Ce explicée assurement pourquoi, selon un décompte de la presse israelianne, l’équipe de Benjamin Netanyahu dépense davantage pour ses campaign messages régédez en langue arabe que tous les parties arabes réunis. Avec l’espoir de les détourner du camp adverse.

“C’est un virage à 180 % par rapport à sa campaign de 2015, lorsqu’il sonnait le tocsin sur le thème ‘les Arabes votent en masse’ pour électriser sa base électorale et l’inviter à se rendre aux urns en brandissant la menace d’une submersion démographique arabe et d’une prize de pouvoir subséquente par les parties à la Knesset, rappelle David Khalfa. “où cette campaign digitale tous azimuts destinée à séduire l’électorat arabe en mettant l’accent sur les problématics qui sont au cœur de ses revenants historique”. Jewish majority, access to employment and property…

En plus du vote arabe, les électeurs juifs des villes de développement vont également être determinants explique le chercheur. “Il s’agit de villes pauvres situées en plein désert du Néguev, ou en périphérie de Jérusalem ou de Tel Aviv, whose electorate was captive of the right, of Likoud en particular, et qui s’est beaucoup moins mobilisé in faveur de Netanyahu ces denières années,” accurate David Halfa.

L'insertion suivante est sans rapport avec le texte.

PR #8125, opened 2022-01-19
Ensure related posts are of the same locale

### LINKED ISSUE #7991: Autofilled related posts are picking translated pages
STR:
- Edit a blog post
- Make sure only one "related post" is picked, with two empty slots
- Hit save

→ Edit the page again, the two empty slots are now (likely) filled with translated pages.

image(3)

tbrlpld:
Before, it could happen that related pages would be returned that had a
different locale than the reference page.

If a reference page would have a fairly unique combination of tags, it could
happen that all related pages would be different locales of the
reference page.

This is now prevented by filtering related pages to be of the same
locale as the reference page.

Closes #7991 
Related PRs/issues #

**Link to sample test page**:

## Checklist

_Remove unnecessary checks_

**Tests**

Pour correcter le tir, le parti de Benjamin Netanyahu mène une campagne de porte à porte pour tryer de recuperat ces électeurs. Une campagne bien différente des précedes lorsqu’il était le Premier ministre outgoing.

“Par rapport aux scrutins précédents, il fait une campagne positive et de fond axée sur le pouvoir d’achat et les places dans les crèches, pour tryer de reconquerir le cœur et l’esprit d’Israéliens qui sont touchés de plein fouet par l ‘inflation,’ décrypte David Khalfa. L’accent mis sur cette dimension qui était complétement absent des précédentes électorales confrontations, lors desquels le discours de Netanyahu était principally axé autour d’une rétorique néo-populiste classique denonçant un plot de la gauche et des médias contre lui et une instrumentalisation de la justice à des fins politiques pour l’atnairder”.

Un changement de ton qui materialise, selon David Khalda, le constat d’échec de sa propre socio-économique politique puisqu’il a été au pouvoir pendant 12 ans. Un paradoxe que les électeurs potrouint lui faire payer une deuxième fois.